## Exercise prompt
Reply only with how many lines of the listing below hold the word "after".

## Data to examine
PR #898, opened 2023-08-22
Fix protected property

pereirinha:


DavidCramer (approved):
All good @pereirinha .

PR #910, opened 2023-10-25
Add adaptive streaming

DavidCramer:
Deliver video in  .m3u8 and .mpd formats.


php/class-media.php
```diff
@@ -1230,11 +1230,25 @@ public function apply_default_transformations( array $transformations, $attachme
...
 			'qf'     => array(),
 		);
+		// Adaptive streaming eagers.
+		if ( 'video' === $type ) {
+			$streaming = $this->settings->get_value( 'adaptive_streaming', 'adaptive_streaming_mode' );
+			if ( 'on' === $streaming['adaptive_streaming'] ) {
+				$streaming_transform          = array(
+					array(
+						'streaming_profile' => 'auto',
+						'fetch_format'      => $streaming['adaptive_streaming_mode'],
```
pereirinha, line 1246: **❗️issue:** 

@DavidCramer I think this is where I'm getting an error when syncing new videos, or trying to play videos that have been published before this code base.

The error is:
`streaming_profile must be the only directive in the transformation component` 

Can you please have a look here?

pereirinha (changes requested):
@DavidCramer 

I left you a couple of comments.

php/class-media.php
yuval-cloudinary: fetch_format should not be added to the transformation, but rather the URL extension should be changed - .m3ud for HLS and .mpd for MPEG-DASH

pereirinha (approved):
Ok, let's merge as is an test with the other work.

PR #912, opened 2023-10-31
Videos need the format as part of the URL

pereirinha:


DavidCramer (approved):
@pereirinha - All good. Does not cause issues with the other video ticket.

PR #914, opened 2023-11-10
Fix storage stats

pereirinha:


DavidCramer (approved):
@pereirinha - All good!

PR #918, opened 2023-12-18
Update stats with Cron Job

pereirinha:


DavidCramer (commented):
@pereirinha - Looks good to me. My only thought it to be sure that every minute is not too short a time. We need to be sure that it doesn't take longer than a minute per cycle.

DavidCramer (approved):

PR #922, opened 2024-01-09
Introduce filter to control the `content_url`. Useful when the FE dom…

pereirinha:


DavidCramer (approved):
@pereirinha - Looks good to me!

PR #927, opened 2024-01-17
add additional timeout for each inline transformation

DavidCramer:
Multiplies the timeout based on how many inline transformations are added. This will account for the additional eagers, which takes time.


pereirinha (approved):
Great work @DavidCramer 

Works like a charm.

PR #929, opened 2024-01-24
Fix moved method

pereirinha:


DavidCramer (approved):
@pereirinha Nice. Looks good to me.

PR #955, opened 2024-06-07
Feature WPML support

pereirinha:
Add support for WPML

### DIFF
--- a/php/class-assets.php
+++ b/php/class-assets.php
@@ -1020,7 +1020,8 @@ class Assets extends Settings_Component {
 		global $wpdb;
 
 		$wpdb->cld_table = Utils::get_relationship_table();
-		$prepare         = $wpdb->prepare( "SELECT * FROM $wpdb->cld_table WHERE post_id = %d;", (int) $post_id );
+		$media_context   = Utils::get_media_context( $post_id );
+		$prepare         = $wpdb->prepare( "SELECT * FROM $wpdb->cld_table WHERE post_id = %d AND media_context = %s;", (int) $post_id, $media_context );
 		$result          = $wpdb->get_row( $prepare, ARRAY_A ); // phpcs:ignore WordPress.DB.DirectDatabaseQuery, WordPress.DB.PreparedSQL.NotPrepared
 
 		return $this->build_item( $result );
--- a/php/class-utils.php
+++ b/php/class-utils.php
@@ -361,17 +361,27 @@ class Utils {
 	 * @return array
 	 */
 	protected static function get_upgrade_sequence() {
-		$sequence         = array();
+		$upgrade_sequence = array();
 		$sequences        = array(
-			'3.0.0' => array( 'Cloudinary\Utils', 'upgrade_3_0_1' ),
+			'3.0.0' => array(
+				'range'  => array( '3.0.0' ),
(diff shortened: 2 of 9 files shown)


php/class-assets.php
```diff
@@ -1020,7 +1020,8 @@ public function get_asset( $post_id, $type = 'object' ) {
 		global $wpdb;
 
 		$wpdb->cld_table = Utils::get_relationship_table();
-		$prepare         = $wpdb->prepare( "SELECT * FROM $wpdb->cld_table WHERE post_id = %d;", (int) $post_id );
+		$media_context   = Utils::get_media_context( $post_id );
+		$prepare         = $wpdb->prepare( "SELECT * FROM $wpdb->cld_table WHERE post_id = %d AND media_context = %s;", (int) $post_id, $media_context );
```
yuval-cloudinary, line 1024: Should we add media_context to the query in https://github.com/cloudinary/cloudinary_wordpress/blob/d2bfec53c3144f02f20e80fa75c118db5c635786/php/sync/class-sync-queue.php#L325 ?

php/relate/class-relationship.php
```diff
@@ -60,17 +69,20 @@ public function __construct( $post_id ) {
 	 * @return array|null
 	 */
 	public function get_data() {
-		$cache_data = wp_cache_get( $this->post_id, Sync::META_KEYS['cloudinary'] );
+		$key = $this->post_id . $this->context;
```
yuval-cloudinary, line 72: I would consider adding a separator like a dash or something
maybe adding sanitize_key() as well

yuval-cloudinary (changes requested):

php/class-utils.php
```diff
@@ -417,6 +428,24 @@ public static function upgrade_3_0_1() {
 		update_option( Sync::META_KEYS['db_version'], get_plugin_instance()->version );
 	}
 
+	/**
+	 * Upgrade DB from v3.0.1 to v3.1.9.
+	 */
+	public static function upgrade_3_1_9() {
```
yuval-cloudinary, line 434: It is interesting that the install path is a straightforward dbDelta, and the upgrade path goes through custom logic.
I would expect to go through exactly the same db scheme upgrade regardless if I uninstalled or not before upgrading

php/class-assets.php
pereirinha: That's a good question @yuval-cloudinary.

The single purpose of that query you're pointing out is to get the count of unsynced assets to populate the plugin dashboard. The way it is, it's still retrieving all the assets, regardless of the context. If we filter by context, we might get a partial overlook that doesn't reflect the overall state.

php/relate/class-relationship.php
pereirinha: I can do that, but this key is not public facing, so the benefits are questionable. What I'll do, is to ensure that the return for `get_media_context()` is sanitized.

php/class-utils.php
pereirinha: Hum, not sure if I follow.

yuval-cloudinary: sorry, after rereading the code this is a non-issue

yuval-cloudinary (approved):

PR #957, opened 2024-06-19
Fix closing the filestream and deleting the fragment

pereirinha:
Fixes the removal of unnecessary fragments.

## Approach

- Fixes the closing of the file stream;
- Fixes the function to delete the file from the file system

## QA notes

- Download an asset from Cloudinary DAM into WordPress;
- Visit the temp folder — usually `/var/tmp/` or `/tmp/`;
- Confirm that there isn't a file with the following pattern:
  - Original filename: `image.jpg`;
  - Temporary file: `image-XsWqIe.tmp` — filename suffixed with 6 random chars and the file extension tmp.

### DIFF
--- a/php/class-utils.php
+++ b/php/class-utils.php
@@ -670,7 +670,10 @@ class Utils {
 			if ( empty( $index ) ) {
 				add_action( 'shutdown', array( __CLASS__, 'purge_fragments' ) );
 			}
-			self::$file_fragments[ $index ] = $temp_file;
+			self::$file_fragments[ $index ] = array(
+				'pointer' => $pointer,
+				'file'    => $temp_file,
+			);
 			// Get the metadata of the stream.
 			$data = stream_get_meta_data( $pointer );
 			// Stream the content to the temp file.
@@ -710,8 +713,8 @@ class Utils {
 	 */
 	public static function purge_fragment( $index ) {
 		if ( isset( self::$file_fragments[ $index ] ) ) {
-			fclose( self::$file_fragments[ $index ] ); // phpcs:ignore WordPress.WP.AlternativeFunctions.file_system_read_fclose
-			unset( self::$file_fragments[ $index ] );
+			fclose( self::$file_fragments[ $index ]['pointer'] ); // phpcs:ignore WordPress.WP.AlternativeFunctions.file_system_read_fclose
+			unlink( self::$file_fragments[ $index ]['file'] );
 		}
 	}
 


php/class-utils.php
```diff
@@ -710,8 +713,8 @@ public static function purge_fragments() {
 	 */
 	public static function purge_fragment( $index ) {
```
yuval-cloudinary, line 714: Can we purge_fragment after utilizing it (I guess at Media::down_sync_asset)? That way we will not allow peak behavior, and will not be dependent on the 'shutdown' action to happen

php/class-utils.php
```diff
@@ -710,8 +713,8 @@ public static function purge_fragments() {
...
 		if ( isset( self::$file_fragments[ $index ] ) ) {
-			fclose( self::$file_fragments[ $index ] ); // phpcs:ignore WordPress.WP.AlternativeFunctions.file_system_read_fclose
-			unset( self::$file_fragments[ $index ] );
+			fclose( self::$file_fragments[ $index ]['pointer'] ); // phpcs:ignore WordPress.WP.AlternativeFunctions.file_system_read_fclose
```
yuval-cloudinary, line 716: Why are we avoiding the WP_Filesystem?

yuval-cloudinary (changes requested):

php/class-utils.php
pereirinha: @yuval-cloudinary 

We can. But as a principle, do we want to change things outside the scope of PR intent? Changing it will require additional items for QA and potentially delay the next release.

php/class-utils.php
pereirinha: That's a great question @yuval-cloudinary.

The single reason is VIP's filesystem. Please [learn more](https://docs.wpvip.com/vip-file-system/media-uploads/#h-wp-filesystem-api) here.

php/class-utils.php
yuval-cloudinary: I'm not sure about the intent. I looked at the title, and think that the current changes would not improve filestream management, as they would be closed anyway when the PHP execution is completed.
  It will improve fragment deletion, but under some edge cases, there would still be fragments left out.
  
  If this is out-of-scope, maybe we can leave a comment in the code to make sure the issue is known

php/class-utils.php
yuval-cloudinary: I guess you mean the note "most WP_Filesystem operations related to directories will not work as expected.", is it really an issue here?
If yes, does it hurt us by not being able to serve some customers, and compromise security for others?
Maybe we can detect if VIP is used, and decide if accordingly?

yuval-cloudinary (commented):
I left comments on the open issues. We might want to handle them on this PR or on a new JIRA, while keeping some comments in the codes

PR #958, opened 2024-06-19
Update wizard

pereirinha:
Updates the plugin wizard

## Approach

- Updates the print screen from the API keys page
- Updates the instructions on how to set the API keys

## Exercise output
2